Is the image of $\overline{\rho_{E,p}}$ in $PGL_2$ always isomorphic to $A_5$ if $p$ does not divide the order of the image of $\rho_{E,p}$?

Question

I have the following setting: Given an elliptic curve $E$ over $\mathbf{Q}$ and $p>5$ a prime of good ordinary reduction. Let ${G}_{k}=\text{Gal}(K(E_{p^k})/K)$ with representation $\rho_{E,p^k}:G\rightarrow\text{GL}_{2}(\mathbf{Z}/{p^k}\mathbb{Z})$,where $K$ is imaginary quadratic and $p$ inert in$K/\mathbf{Q}$.
Suppose the image $\rho_{E,p}(G_{1})$ contains no element of order $p$. Is it true that
(1.) The image of the induced representation $$\overline{\rho_{E,p}}:G_1\rightarrow\text{PGL}_{2}(\mathbb{F}_{p})$$ is isomorphic to $A_5$?
(2.) $H^{1}({G}_{1},{E}_{p})=0$.
[Ciperiani & Wiles] make that claim in https://www.ma.utexas.edu/users/mirela/solvable.pdf (Prop. 1.3.1)
It escapes me why that is the case. A reference might also be good.

Answer 1

You have slightly misunderstood the situation. There is an additional assumption, namely that the image is non-solvable.

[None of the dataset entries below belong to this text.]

PR #50, opened 2016-02-10
Add instrumentation to async publisher for tracking metrics

film42:
With this change, we can now subscribe to supervisor ticks as they happen in the async publisher. It will send you its queue size and whether or not the consumer is alive. You could, for example, use this to log information about the publisher to statsd.

A future step would be to connect the work-in-progress error handler to provide even more insight into what's happening inside action subscriber (or specifically what happens when someone subscribing blows up).

### DIFF
--- a/lib/action_subscriber/publisher/async/in_memory_adapter.rb
+++ b/lib/action_subscriber/publisher/async/in_memory_adapter.rb
@@ -52,7 +52,7 @@ module ActionSubscriber
         class AsyncQueue
           include ::ActionSubscriber::Logging
 
-          attr_reader :consumer, :queue, :supervisor
+          attr_reader :consumer, :observer, :queue, :supervisor
 
           if ::RUBY_PLATFORM == "java"
             NETWORK_ERRORS = [::MarchHare::Exception, ::Java::ComRabbitmqClient::AlreadyClosedException, ::Java::JavaIo::IOException].freeze
@@ -62,7 +62,7 @@ module ActionSubscriber
 
           def initialize
             @queue = ::Queue.new
-            create_and_supervise_consumer!
+            create_and_supervise_consumer_observer
           end
 
           def push(message)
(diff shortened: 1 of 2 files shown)


lib/action_subscriber/publisher/async/in_memory_adapter.rb
```diff
@@ -62,6 +62,7 @@ class AsyncQueue
 
           def initialize
             @queue = ::Queue.new
+            @instrumentation_threadpool = ::Lifeguard::Threadpool.new
```
film42: I could make this a single thread because Lifeguard won't block, but I left this as default for now.

mmmries: I would prefer to see the `::ActiveSupport::Notifications.instrument` get called inline rather than put into a threadpool. We will end up using harness which is not really a concern for blocking the main thread (or the supervisor thread in this case).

Now there is a classification of the subgroups of $\mathrm{PGL}_2(\mathbb{F}_p)$. (Probably the paper of Serre that they cite has it --- did you look at that? Otherwise, one place it is discussed is in Swinnerton-Dyer's article in LNM 350.)

My memory (but you should check) is that a subgroup either contains the image of $\mathrm{SL}_2(\mathbb F_p)$ (in which case its order is divisible by $p$), is contained in the image of a Borel (in which case it is solvable), is contained in the normalizer of a Cartan (in which case it is solvable), or is contained in $A_4,$ $S_4$, or $A_5$, the first two of which are again solvable.

Since any proper subgroup of $A_5$ is also solvable, we are reduced to either being contained in $A_5$, or containing the image of $\mathrm{SL}_2(\mathbb F_p)$, which are the two cases considered in the argument.

As for the vanishing of cohomology, isn't just a consequence of the fact that the module has $p$-power order, while the group has order prime-to-$p$ by assumption?